Мужчина нежно касался своей любовницы, которая прекрасно дополняла его внутреннюю тишину, став ее неотъемлемой частью. Он брал ее грубыми толстыми пальцами, как брал бы самую прекрасную женщину на всем белом свете, он вдыхал, насколько позволяли ему его легкие. Дым, успокоение, полная обнаженность перед Богом, природой и миром.
Успокоение снимает напряжение, мысли, предрассудки. Успокоение – это такая консистенция пустоты, запертая в человеческой колбе.

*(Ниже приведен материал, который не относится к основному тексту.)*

PR #566, opened 2017-12-05
Explain reference tables in more concrete terms

### LINKED ISSUE #505: Motivate when to use reference tables

Reference tables are used to store data that needs to be shared between tenants or is not naturally associated with a single tenant.

We currently discuss *how* to use reference tables but we don't put it in concrete terms. Explain when it usually comes up for multi-tenant apps.

Modify https://docs.citusdata.com/en/v7.0/dist_tables/ddl.html#reference-tables

begriffs:
Do you think this suffices?

Fixes #505

### DIFF
--- a/dist_tables/ddl.rst
+++ b/dist_tables/ddl.rst
@@ -51,13 +51,12 @@ You are now ready to insert data into the distributed table and run queries on i
 Reference Tables
 ~~~~~~~~~~~~~~~~
 
-The above method distributes tables into multiple horizontal shards, but another possibility is distributing tables into a single shard and replicating the shard to every worker node.
+The above method distributes tables into multiple horizontal shards, but another possibility is distributing tables into a single shard and replicating the shard to every worker node. Tables distributed this way are called *reference tables.* They are used to store data that needs to be frequently accessed by multiple nodes in a cluster.
 
-Tables distributed this way are called *reference tables.* They are used to store data that needs to be frequently accessed by multiple nodes in a cluster. In multi-tenant apps this means data shared between tenants or data that is not naturally associated with a single tenant.
-
+Common candidates for reference tables include:
 
 * Smaller tables which need to join with larger distributed tables.
-* Tables which do not have the tenant column or aren't associated with the tenant. (In some cases, users might do it even for tables which are associated with tenant if they don't have tenant id to reduce migration effort.)
+* Tables in multi-tenant apps which lack a tenant id column or which aren't associated with a tenant. (In some cases, to reduce migration effort, users might even choose to make reference tables out of tables associated with a tenant but which currently lack a tenant id.)
 * Tables which need unique constraints across multiple columns and are small enough.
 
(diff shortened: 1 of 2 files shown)


dist_tables/ddl.rst
```diff
@@ -51,7 +51,11 @@ You are now ready to insert data into the distributed table and run queries on i
 Reference Tables
 ~~~~~~~~~~~~~~~~
 
-The above method distributes tables into multiple horizontal shards, but it's also possible to distribute tables into a single shard and replicate it to every worker node. Tables distributed this way are called *reference tables.*  They are typically small non-partitioned tables which we want to locally join with other tables on any worker. One US-centric example is information about states.
+The above method distributes tables into multiple horizontal shards, but another possibility is distributing tables into a single shard and replicating the shard to every worker node.
```
sumedhpathak: Can we start with the motivation here? (e.g. "What about data that is shared amongst tenants?").

I like the opening paragraph here: https://docs.citusdata.com/en/v7.2/use_case_guide/multi_tenant.html#sharing-data-between-tenants.

Also, can we link to the above section from here? (e.g. " See an example app and how we might use reference tables there") (or some such).

begriffs: I was trying to make your suggestion fit with the flow but having trouble. The page as a whole isn't centered around the MT use case, so opening this section talking about sharing data amongst tenants didn't feel right.

However this section does swing around to MT by the second paragraph, and gets into an example in the third.

Good idea about linking to the use case guide. I added the link.

dist_tables/ddl.rst
```diff
@@ -51,7 +51,11 @@ You are now ready to insert data into the distributed table and run queries on i
...
+
+Tables distributed this way are called *reference tables.* They are used to store data that needs to be frequently accessed by multiple nodes in a cluster. In multi-tenant apps this means data shared between tenants or data that is not naturally associated with a single tenant.
```
sumedhpathak: The SE Doc we listed said adding a section like "When to use Reference Tables". I don't know if there is more to add than this paragraph. @samay-sharma Any thoughts?

samay-sharma: A few things on "When to use reference tables"

(a) Smaller tables which need to join with larger distributed tables.
(b) Tables which do not have the tenant column or aren't associated with the tenant. (In some cases, users might do it even for tables which are associated with tenant if they don't have tenant id to reduce migration effort.)
(c) Tables which need unique constraints across multiple columns and are small enough.

sumedhpathak: Thanks @samay-sharma  
@begriffs Could you add these points (bullet listed as Samay wrote up) to the paragraph?

sumedhpathak: @begriffs Is this PR updated with Samay's comments? Thanks

begriffs:
Incorporated Samay's feedback, ready for another look.

begriffs:
This is a fairly minor change, merging it.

Но эту колбу не так уж и просто порой открыть.
Директор молча покинул сад, потушил любовницу о стеклянное дно и приступил к работе, которая все это время с вызовом смотрела на него в упор.
Не зная его, можно было решить, что неодушевленные предметы в обществе мужчины становятся одушевленными и даже разговаривают с ним обо многих интересных вещах.
Многие доктора в лечебнице за глаза говорили о директоре, что он шизофреник и у него расстройство личности. Но это были лишь догадки, диагностировать себя он бы никогда никому не позволил.
Директор отложил в сторону три истории болезни. Ни один почерк не совпал… Мужчина досконально изучал, сравнивал, анализировал. Ведь можно написать записку, подделав почерк. Тогда рука пишущего должна быть либо слишком легкой, либо, наоборот, слишком тяжелой. Ведь написать неестественным для себя почерком можно либо быстрой легкой рукой, либо медленной и тяжелой, тщательно вырисовывая буквы.